We were among the first in our neighbourhood to have an internet connection — before most people even knew what it meant to be 'online'. This access to technology, combined with my neurodivergence, has drawn me deeply into digital systems.

My competitive drive pushed me into online gaming — team-based titles like Quake and Counter-Strike. I won most local LAN parties and placed 5th in the official German CS national tournament in 2002. Strategy games (browser-based) were a similar pull — I had a lot of fun playing in the top 0.1%.

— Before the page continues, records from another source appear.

PR #743, opened 2020-11-19
30ignition-coreos: Add `coreos-boot-edit.{service,sh}` 

kelvinfan001:
`coreos-boot-edit.service` will run late in the initrd process after
Ignition is completed successfully and temporarily mount /boot read write
to make edits (e.g. removing firstboot networking configuration
files if necessary).

We would like to mount `/boot` read-only in the real root,
so remove the current 15-coreos-firstboot-network.conf since
it would not work once `/boot` is mounted ro. Drop a stamp
file instead so that `coreos-boot-edit.service` would notice
and perform the clean up later in the initramfs.

xref https://github.com/coreos/fedora-coreos-config/pull/659


overlay.d/05core/usr/lib/dracut/modules.d/15coreos-network/coreos-cleanup-firstboot-network.sh
```diff
@@ -0,0 +1,21 @@
...
+
+# Mount /boot. Note that we mount /boot but we don't unmount it because we
+# are run in a systemd unit with MountFlags=slave so it is unmounted for us.
+mount -o rw ${bootdev} ${bootmnt}
+
+if [ -n "$(ls -A ${initramfs_firstboot_network_dir} 2>/dev/null)" ]; then
+    # Clean up the files that were placed into boot (most likely by coreos-installer)
+    rm -r ${initramfs_firstboot_network_dir}
+else
+    echo "info: no firstboot networking config files to clean from /boot. skipping"
```
kelvinfan001: Is this info necessary? Otherwise, would it be cleaner to just `rm -rf` and skip the conditional?

overlay.d/05core/usr/lib/dracut/modules.d/15coreos-network/coreos-cleanup-firstboot-network.service
```diff
@@ -0,0 +1,25 @@
...
+# Since we are mounting /boot/, require the device first
+Requires=dev-disk-by\x2dlabel-boot.device
+After=dev-disk-by\x2dlabel-boot.device
+# Start after Ignition has finished
+After=ignition-files.service
+
+[Service]
+Type=oneshot
+ExecStart=/usr/sbin/coreos-cleanup-firstboot-network
+RemainAfterExit=no
```
jlebon: Is there a reason for `no`? I think we should default to `yes` unless there's a reason to use `no`.

overlay.d/05core/usr/lib/dracut/modules.d/15coreos-network/coreos-cleanup-firstboot-network.service
```diff
@@ -0,0 +1,25 @@
...
+# networking config files if the user copied them into the installed
+# system (most likely by using `coreos-installer install --copy-network`).
+# We want to make sure the firstboot networking config files in /boot are
+# cleaned up only after Ignition completed successfully. 
+
+[Unit]
+Description=CoreOS Clean Up Firstboot Networking Config
+ConditionPathExists=/usr/lib/initrd-release
+OnFailure=emergency.target
+OnFailureJobMode=isolate
```
jlebon: How about having `coreos-copy-firstboot-network.sh` drop a stamp file in `/run` somewhere if it found configs to copy and then using `ConditionPathExists` here?

overlay.d/05core/usr/lib/dracut/modules.d/15coreos-network/coreos-cleanup-firstboot-network.sh
jlebon: I think if we use a stamp file instead we can just use `rm -vrf` instead.

dustymabe:
hmm. I wonder if we could just do something similar to what `coreos-teardown-initramfs.service` is doing.. 

https://github.com/coreos/fedora-coreos-config/blob/599311b477f62b999bc923519f1920e04787ef09/overlay.d/05core/usr/lib/dracut/modules.d/30ignition-coreos/coreos-teardown-initramfs.service

i.e. there was a lot of logic put in there to make sure we ran after Ignition was complete, we may want to re-use some of it.

overlay.d/05core/usr/lib/dracut/modules.d/15coreos-network/coreos-cleanup-firstboot-network.sh
```diff
@@ -0,0 +1,21 @@
+#!/bin/bash
+set -euo pipefail
```
jlebon: Really tempting to just merge this script into the main copy network one and e.g. pass `copy` or `cleanup` to it from the systemd services.

Though cool as is too. Like I alluded to in https://github.com/coreos/ignition/pull/1124, I think eventually we should rework this so that we only mount `/boot` rw once, do everything we need to do there, and then unmount. So we'd change how this logic is wired anyway at that point if we do that.

overlay.d/05core/usr/lib/dracut/modules.d/15coreos-network/coreos-cleanup-firstboot-network.service
kelvinfan001: I might've misunderstood how `RemainAfterExit` should be used. My understanding was based off of this. https://stackoverflow.com/a/38377069:
"Use RemainAfterExit=yes for services, which somehow change state of the system. When you want that state reverted, you just stop the service. Use RemainAfterExit=no for services, which do some action, but do not change the state of the system. An example would be a service to cleanup /tmp."

overlay.d/05core/usr/lib/dracut/modules.d/15coreos-network/coreos-cleanup-firstboot-network.service
kelvinfan001: The stamp file makes sense.

overlay.d/05core/usr/lib/dracut/modules.d/15coreos-network/coreos-cleanup-firstboot-network.sh
kelvinfan001: Right, this would eventually be replaced or merged into the final "post-ignition" service where all the stuff we want to do to `/boot` is performed in a single rw mount, so maybe it's simpler to have this separate already?

kelvinfan001:
> hmm. I wonder if we could just do something similar to what `coreos-teardown-initramfs.service` is doing..
> 
> https://github.com/coreos/fedora-coreos-config/blob/599311b477f62b999bc923519f1920e04787ef09/overlay.d/05core/usr/lib/dracut/modules.d/30ignition-coreos/coreos-teardown-initramfs.service
> 
> i.e. there was a lot of logic put in there to make sure we ran after Ignition was complete, we may want to re-use some of it.

@dustymabe sorry I didn't really follow. Did you mean that the current `After=ignition-files.service` is insufficient to ensure that Ignition was complete?

dustymabe:
> > hmm. I wonder if we could just do something similar to what `coreos-teardown-initramfs.service` is doing..
> > https://github.com/coreos/fedora-coreos-config/blob/599311b477f62b999bc923519f1920e04787ef09/overlay.d/05core/usr/lib/dracut/modules.d/30ignition-coreos/coreos-teardown-initramfs.service
> > i.e. there was a lot of logic put in there to make sure we ran after Ignition was complete, we may want to re-use some of it.
> 
> @dustymabe sorry I didn't really follow. Did you mean that the current `After=ignition-files.service` is insufficient to ensure that Ignition was complete?

It should be fine, but to me it would be nice to only clean up these files once all stages of Ignition have run. Maybe `After=ignition-files.service` is good enough. @jlebon knows way more about this than I do, so I'll trust it if he's good with what you've proposed.

kelvinfan001:
ah got it. I guess it wouldn't hurt to be safer?

overlay.d/05core/usr/lib/dracut/modules.d/15coreos-network/coreos-cleanup-firstboot-network.sh
dustymabe: @jlebon - any reason not to make the "post-ignition" service now and just start with this?

overlay.d/05core/usr/lib/dracut/modules.d/15coreos-network/coreos-cleanup-firstboot-network.service
jlebon: That [second answer](https://stackoverflow.com/a/55998992/308136) there mentions a big reason for using it:

> This is particularly useful when you are adding dependency on services during bootup. wherein the service status is important to start dependent services.

If you do `After=` and `Requires=service-which-does-RemainAfterExit-no`, systemd will try to activate the service again, and if it's not a service you actually want to run multiple times, it can cause issues (see https://github.com/ostreedev/ostree/pull/1697).

overlay.d/05core/usr/lib/dracut/modules.d/15coreos-network/coreos-cleanup-firstboot-network.sh
jlebon: No reason, we could do this now AFAICT. E.g. a `coreos-boot-edit.service`?

overlay.d/05core/usr/lib/dracut/modules.d/15coreos-network/coreos-cleanup-firstboot-network.service
kelvinfan001: Ohh okay, understood.

jlebon:
> It should be fine, but to me it would be nice to only clean up these files once all stages of Ignition have run. Maybe After=ignition-files.service is good enough.

Meh, I'm fine either way really. Like I mentioned in IRC, I think a fundamental difference here from the network teardown one (and the `umount` stage) is that we want code which require these services not to have to think about their shutdown (and e.g. it's useful to have network/mounts still up in `rd.break`). I don't think the same argument applies here so personally I'd just keep it simple.

overlay.d/05core/usr/lib/dracut/modules.d/15coreos-network/coreos-cleanup-firstboot-network.sh
kelvinfan001: Now that we're putting this inside `coreos-boot-edit.service`, there could be cases where there is nothing to clean up when this script is executed. But `rm -vrf ${initramfs_firstboot_network_dir}` should still be safe right?

jlebon: Yup, agreed! :+1:

overlay.d/05core/usr/lib/dracut/modules.d/30ignition-coreos/coreos-boot-edit.service
```diff
@@ -0,0 +1,24 @@
+# This unit will run late in the initrd process after Ignition is completed
+# successfully and temporarily mount /boot read-only to make edits in /boot
```
jlebon:
```suggestion
# successfully and temporarily mount /boot read-write to make edits
```

overlay.d/05core/usr/lib/dracut/modules.d/30ignition-coreos/coreos-boot-edit.service
```diff
@@ -0,0 +1,24 @@
...
+# (e.g. removing firstboot networking configuration files if necessary).
+
+[Unit]
+Description=CoreOS Boot Edit
+ConditionPathExists=/usr/lib/initrd-release
+ConditionPathExists=/run/coreos-copy-firstboot-network.stamp
```
jlebon: Hmm, since this is meant to be a generic unit, maybe let's put the conditional on that stamp file in the script itself?

We could also keep it here, but make it [a triggering condition](https://www.freedesktop.org/software/systemd/man/systemd.unit.html#Conditions%20and%20Asserts) to make it clear that more things will be able to trigger this service in the future.

kelvinfan001: oops, yeah I meant for it to be a triggering condition. But actually putting the conditional in the script itself might be better to keep the service file cleaner.

overlay.d/05core/usr/lib/dracut/modules.d/30ignition-coreos/module-setup.sh
```diff
@@ -36,4 +36,11 @@ install() {
     # units only started when we have a boot disk
     # path generated by systemd-escape --path /dev/disk/by-label/root
     install_ignition_unit coreos-gpt-setup.service ignition-diskful.target
+
+    inst_script "$moddir/coreos-boot-edit.sh" \
+        "/usr/sbin/coreos-boot-edit"
```
jlebon, line 41: Hmm, this should probably be `/usr/libexec` instead, but not worth a respin! :)

jlebon (approved):
LGTM!

overlay.d/05core/usr/lib/dracut/modules.d/30ignition-coreos/coreos-boot-edit.service
```diff
@@ -0,0 +1,23 @@
...
+
+[Unit]
+Description=CoreOS Boot Edit
+ConditionPathExists=/usr/lib/initrd-release
+OnFailure=emergency.target
+OnFailureJobMode=isolate
+
+# Since we are mounting /boot, require the device first
+Requires=dev-disk-by\x2dlabel-boot.device
+After=dev-disk-by\x2dlabel-boot.device
```
travier, line 13: I don't think that's needed with `After=ignition-files.service`. But this probably does not hurt either.

travier (commented):
LGTM overall but is there any specific reason to not directly always remove the files? I don't think we need to be extra careful here.

kelvinfan001:
@travier I think you're right. The stamp file seems a bit unnecessary now. It was originally there because we could potentially not run the service that removes those files if there are no files to clean up in `/boot`. But then we decided to merge the firstboot network config clean up service into a single `coreos-boot-edit.service` that will be in charge of doing all the stuff we want to do to `/boot` after Ignition and probably needs to be run every time.
Anyways, going to merge for now. The extra carefulness shouldn't hurt, right?

travier:
> The extra carefulness shouldn't hurt, right?

Unnecessary complexity may lead to issues but things here looks fine. We will revisit later if needed.

jlebon:
I think the stamp file is useful so that we can make this whole unit conditional: #745.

But the more telling part: in every system, I looked for ways to push the optimization further and unlock the potential underneath. When Blizzard launched the Diablo 3 auction house, I traded in-game items, competing directly against the so-called "gold farmer" operations out of China. That pattern — spot the inefficiency, build the system, move before the window closes — runs through everything since.

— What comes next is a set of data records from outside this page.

PR #744, opened 2020-11-19
manifests/ignition-and-ostree: Disable systemd-repart

travier:
Ignition is responsible for partition setup on first boot and does not use systemd-repart currently.
See also https://github.com/coreos/fedora-coreos-tracker/issues/570

### DIFF
--- a/manifests/fedora-coreos-base.yaml
+++ b/manifests/fedora-coreos-base.yaml
@@ -68,6 +68,12 @@ postprocess:
   - |
     #!/usr/bin/env bash
     systemctl mask dnsmasq.service
+  # Mask systemd-repart. Ignition is responsible for partition setup on first
+  # boot and does not use systemd-repart currently. See also
+  # https://github.com/coreos/fedora-coreos-tracker/issues/570
+  - |
+    #!/usr/bin/env bash
+    systemctl mask systemd-repart.service
 
 packages:
   # Security
--- a/tests/kola/misc-ro
+++ b/tests/kola/misc-ro
@@ -135,3 +135,10 @@ if [ $(systemctl is-enabled dnsmasq.service) != 'masked' ]; then
     fatal "dnsmasq.service systemd unit should be masked"
 fi
 ok "dnsmasq.service systemd unit is masked"
+
+# make sure systemd-repart is masked
+# https://github.com/coreos/fedora-coreos-config/pull/744
+if [ $(systemctl is-enabled systemd-repart.service) != 'masked' ]; then
+    fatal "systemd-repart.service systemd unit should be masked"
+fi
+ok "systemd-repart.service systemd unit is masked"


dustymabe:
I think I'd prefer to not remove more things from the systemd package if it's not harmful to keep it in. Even for the other things in this file that we've chosen to remove we maybe should consider the alternative.

We got bit by this a bit with ripping out `systemd-networkd`. A good middle ground is trying to get the package maintainers to make it a subpackage if there's good reason to not include it in some cases.

cgwalters:
The thing is, like other systemd stuff it's designed with a vision of block device setup that conflicts with ostree; it also heavily overlaps with Ignition.

The other middle ground may be like networkd; keep the binary but add `ConditionPathExists=/etc/coreos-systemd-repart-i-know-what-im-doing` or so.

LorbusChris:
I'm with Dusty on this. I think we should push the RPM maintainers towards more finely grained subpackages in general.

travier:
I understand the concerns but in this case, having it as a sub-package does not really have advantages as it is very unlikely that anyone would want to overlay it in contrast with `systemd-networkd`. The only use case I could think of would be to call the binary with custom arguments to manually re-partition another disk.

I have pushed a new version that only removes the units as they conflict with the way Ignition works but keeps the binary to avoid the "I want to use it and I can't overlay it" issue from `systemd-networkd`.

If we decide to go the route of split packages then I would argue that we should split `systemd-firstboot` and the GPT generator out of the `systemd` and `systemd-udev` packages (see same file) and I don't think this would make sense.

cgwalters (approved):

dustymabe:
> @cgwalters 
> The thing is, like other systemd stuff it's designed with a vision of block device setup that conflicts with ostree; it also heavily overlaps with Ignition.

Then other `ostree` systems are going to have this same problem? Why not try to solve it more generically in systemd?

> @cgwalters 
> The other middle ground may be like networkd; keep the binary but add `ConditionPathExists=/etc/coreos-systemd-repart-i-know-what-im-doing` or so.

Right. My counter proposal is that we either try to solve this more generically upstream in systemd (`ConditionPathExists=! /run/ostree-booted`?) or keep the units (the size isn't large), but just neuter them and document why they are disabled and how to un-disable them. We did this [recently for dnsmasq](https://github.com/coreos/fedora-coreos-docs/pull/197). 

Looking at `systemd-repart.service`, in what scenario currently do they get run?

```
ConditionDirectoryNotEmpty=|/usr/lib/repart.d
ConditionDirectoryNotEmpty=|/usr/local/lib/repart.d
ConditionDirectoryNotEmpty=|/etc/repart.d
ConditionDirectoryNotEmpty=|/run/repart.d
```

Is there a generator that puts files in one of those directories?

jlebon:
Let's just match exactly what we do for dnsmasq? (I.e. `systemctl mask` it and document it). I think it's helpful to be consistent in how we tackle these "discouraged" services.

(On that topic, rpm-ostree could probably learn a e.g. `masked-units` treefile entry for this to make it nicer to work with.)

travier:
Note that in this case, the system package enables those by default:
```
/usr/lib/systemd/system/initrd-root-fs.target.wants/systemd-repart.service
/usr/lib/systemd/system/sysinit.target.wants/systemd-repart.service
```
Which is the part I think should go away. I don't really care about the unit or the binary. Maybe this can be moved to a preset.

jlebon:
> Note that in this case, the system package enables those by default:

Looking at https://github.com/systemd/systemd/blob/master/units/systemd-repart.service.in, it doesn't have an `[Install]` section, which means that those static enablement links you quoted are all it has. I don't *think* using presets will work for this. Maybe let's leave those alone since it makes it significantly harder to re-enable via Ignition than just doing `masked: false`?

travier:
> Maybe let's leave those alone since it makes it significantly harder to re-enable via Ignition than just doing `masked: false`?

But I don't think we want to support that when we already have Ignition doing re-partitioning.

> I don't think using presets will work for this

Indeed, as this also impacts the initramfs and thus can not be disabled via Ignition nor presets, I think that we should either do this PR or do the RPM split.

jlebon (approved):
>> Maybe let's leave those alone since it makes it significantly harder to re-enable via Ignition than just doing masked: false?
>
> But I don't think we want to support that when we already have Ignition doing re-partitioning.

I think we're all in agreement that we want to discourage using `systemd-repart`. :) I think what we're debating now is how we want to convey that to users. We've already set a precedent for this sort of situation [when masking dnsmasq and documenting it](https://github.com/coreos/fedora-coreos-docs/pull/197). I'm suggesting following that same pattern here.

IMO, masking the unit is cleaner than removing the enablement symlinks and unit because it avoids filtering the RPM and it has a clear semantic meaning.

But that said, I'm not completely against what this PR is doing if folks prefer to go that route.

jlebon:
This was discussed in [the community meeting today](https://meetbot.fedoraproject.org/fedora-meeting-1/2020-11-25/fedora_coreos_meeting.2020-11-25-16.30.html). There was agreement to use masking for now while we investigate with upstream if they're open to splitting it out.

Added hold label on this.

travier:
https://src.fedoraproject.org/rpms/systemd/pull-request/40 > Upstream does not want to split those into sub packages.

jlebon (approved):
Thanks @travier for bringing this up with upstream.
Patch LGTM!

travier:
Pushed an update that does the masking as agreed although I don't think this is a satisfying solution. As the RPM split is not likely to happen, I'm not sure masking is a good idea as it will make it more complex if we ever want to re-enable that again.

This case is different from `dnsmaq` where we need the binary but want to explicitly convey that it should not be used and relied upon as it may go away in the future. Here we don't need either now but they are probably never going away and we might need the binary and the unit in the future but only for the initramfs. I don't know if it would be possible to mask it just for the final root and not for both (I also don't know if masking it here will mask it for the initramfs).

This feels too complex compared to the minor disadvantage of having a small discrepancy in the RPM DB for only two symlinks that can easily be re-installed by an administrator via Ignition in `/etc` (https://github.com/travier/fedora-coreos-config/commit/9ad7fc16f0bb9e64cbf129f3f85f6fb90fed9297).

dustymabe (approved):
Patch LGTM

keszybz:
systemd-repart and friends do nothing if there is no configuration for them. (And there is no configuration by default.)
I'm confused as to what problem is being solved here.

Edit: also see https://src.fedoraproject.org/rpms/systemd/pull-request/40.

cgwalters:
> I'm confused as to what problem is being solved here.

See https://github.com/coreos/fedora-coreos-config/pull/744#issuecomment-7306339111
Basically we don't want people using it, we have Ignition.

keszybz:
If people should use Ignition, then that should be documented in appropriate places, so that when people try to solve a specific problem, they hit on the right answer.

Trying to remove small bits of functionality just because they are not useful in the *default* setup is futile and counterproductive. It'd be like removing sfdisk from util-linux because Workstation users are supposed to use Anaconda do setup their disk. Futile, because it's Linux and there're countless other things which "shouldn't be done" and a countless number of ways to break the machine as root, and removing one or two of them doesn't change anything. And counterproductive because command-line tools like sfdisk and systemd-repart are also used in scripts, to operate on disk images in files, testing, management of non-root devices, etc. And obviously those packaging gimmicks are creating noise and consuming valuable packager time (and making things harder for users who actually want to use those tools). I think the whole approach is fixing a non-existent problem, because systemd-repart is a generally-unknown low-level tool. If somebody is expert enough to know about it and set up the configuration for it, they will also know when not to to use it. It's not a big icon on the desktop one can click by mistake.

travier:
> Edit: also see https://src.fedoraproject.org/rpms/systemd/pull-request/40.

Thanks for the response in the PR. I agree that splitting systemd into more packages is more work for you for not much gain, which is why I would prefer we remove the default enabled symlinks instead.

> If people should use Ignition, then that should be documented in appropriate places, so that when people try to solve a specific problem, they hit on the right answer.

I would say that we are good here as it is clearly written in the documentation (and you can not avoid it if you want a working system).

> It'd be like removing sfdisk from util-linux because Workstation users are supposed to use Anaconda do setup their disk. Futile, because it's Linux and there're countless other things which "shouldn't be done" and a countless number of ways to break the machine as root, and removing one or two of them doesn't change anything.

With Fedora CoreOS, we are able to be more opinionated about what we ship in the OS and what we support. For example, we do [not ship man packages](https://github.com/coreos/fedora-coreos-config/blob/testing-devel/manifests/fedora-coreos.yaml#L75) and we make sure that [no interpreter (beyond bash) gets into the image](https://github.com/coreos/fedora-coreos-config/blob/testing-devel/manifests/fedora-coreos.yaml#L85). So if we do not want to support a tool being used to configure the system or in scripts, we try to remove it from the image, especially if this tool can be used from a container. In this case, we only want to support Ignition for first boot disk partitioning.

> And counterproductive because command-line tools like sfdisk and systemd-repart are also used in scripts, to operate on disk images in files, testing, management of non-root devices, etc.

This is part of the support discussion: if we ship those tools, users can start using them. If we then remove those later, we potentially break existing systems as users relied on them being available in the host system. My initial PR removed it entirely, the last update only masks the unit to make sure it does not get called by default and an alternative option linked in a previous comment only removes the default enabled symlinks.

The general goal here is to make it explicit that this is not supported for first boot partitioning on Fedora CoreOS. In the current state, as those units are enabled, one might rightfully expect that to be the case.

keszybz:
I think it's fine to remove high-level components. But trying to get rid of small components (that do nothing unless configured to do something) is another story. OK, you want to drop `systemd-timesync`, `systemd-repart`, `systemd-firstboot`, `systemd-gpt-auto-generator`. What about `systemd-mkfs`, `systemd-volatile-root`, `systemd-cryptsetup-generator` and associated tools, `systemd-growfs`, and the fifteen other toollets we might add over the next year? I find it hard to keep track and remember about all of them *as a maintainer* of the package. You are building an elaborate hack on top of the existing packaging, that will need to be adjusted and maintained over time. The gains from removing such low-level tools are small, but the cost that is created by complicated packaging and difference from mainline Fedora is growing.

dustymabe:
I agree with @keszybz here. There is value in Fedora CoreOS being opinionated, but we should try to do it without adding a lot of additional burden on existing package maintainers who are most likely either volunteering their free time or overloaded already from a full plate.

I'm fine with the current approach in this PR (along with documentation) as it's a good middle ground.

dustymabe:
Anything blocking us from hitting the big green button to merge this?

LorbusChris:
@keszybz @dustymabe I think I do disagree here, but it's probably not a popular opinion with the systemd packagers:

systemd RPM packaging already has a script to assign files to sub-packages by regexing. Would it really be that much of a maintenance burden to add more sub-packages there?
In my opinion having a more fine-grained approach to installing systemd components would be desirable, not just for CoreOS but also for e.g. minimalistic container builds.
repart is just one of quite a few things that could technically be split out since they're not strictly required.

Anyway, that's just my 2 cents :)

The changes here look good.

dustymabe:
> systemd RPM packaging already has a script to assign files to sub-packages by regexing. Would it really be that much of a maintenance burden to add more sub-packages there?

yes and no. It's theoretically easy, but for each subpackage we spin off you then need to handle migrating existing users who expect it to be in the main package and also keep up with which variants have the package installed and what side effects there are as a result.

The point is that it's not just as simple as changing a regex. It's maintenance over time. If there are more than one distro/subvariant that can benefit then we should collectively work with those variants to come up with good reasons to split things out. 

Any time packagers do stuff just for the CoreOS team it adds to a negative bias against our team. Whether it's fair or not we have to consider that and be calculated about what we ask other teams to do so when we do **really** need something we haven't spent all of our political capital already.

dustymabe:
@travier - do you want to handle the docs part (something like https://docs.fedoraproject.org/en-US/fedora-coreos/faq/#_why_is_the_dnsmasq_service_systemd_unit_masked)?

travier:
Will do the docs

travier:
https://github.com/coreos/fedora-coreos-docs/pull/226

After my apprenticeship at Siemens, it became clear that a higher level of education and professional grounding was needed for what I wanted to do. Studying Business Informatics and International Business and Enterprise gave me both the theoretical foundation and the international network needed to grow companies.


Startup Timeline

Key points and milestones of my startup journey


2013
draglet GmbH

Co-founder of a blockchain exchange software company, when most people could not yet explain what Bitcoin is. Built up to 120 employees and ranked 2nd in the global market for crypto trading infrastructure. Gave talks at conferences in Berlin, Amsterdam, Brussels, Dubai, Hong Kong, Tokyo, and Queenstown. The company failed — a combination of growing pains, internal attacks, and market conditions that no execution could have mitigated. Filed for insolvency in 2019.

2019-2021

skalex GmbH

I didn't walk away. Navigated debtor-in-possession proceedings, secured €500,000 in investment, closed the asset deal with the insolvency administrator. Over the 24 months that followed, I rebuilt skalex from the ground up — contracts, pricing, time-to-market for deploying new exchange instances. The result: monthly revenue tripled, fixed costs cut by 60%. Then COVID hit and business came to a standstill.

2022-2024

AI+MUNICH/SCE

Over 500 startups evaluated. 45+ selected and coached. 1 million euros of BMWK funding used. Two years of real selection decisions with real money — which builds a specific kind of pattern recognition for what early-stage companies actually need.

 
2025

pruve GmbH

The vehicle for what comes next. Incorporated August 2024, originally for data analytics. Repositioned to hold equity in pruvable technology companies — starting with Zearchi.

About failure


The reason insolvency is also discussed on this page is that it is part of the maturation process and belongs to it. This understanding has already been established in other countries but needs to be addressed again in the German-speaking area.

Building a company with 120 people and then watching it go under teaches lessons that cannot be learned in any other way. Rebuilding it within a skalex has taught me even more. The scar tissue is present — and it is part of how pruve is structured: no fund cycle, no exit pressure, no growth at any cost. Only profitable companies that build on each other and retain their value.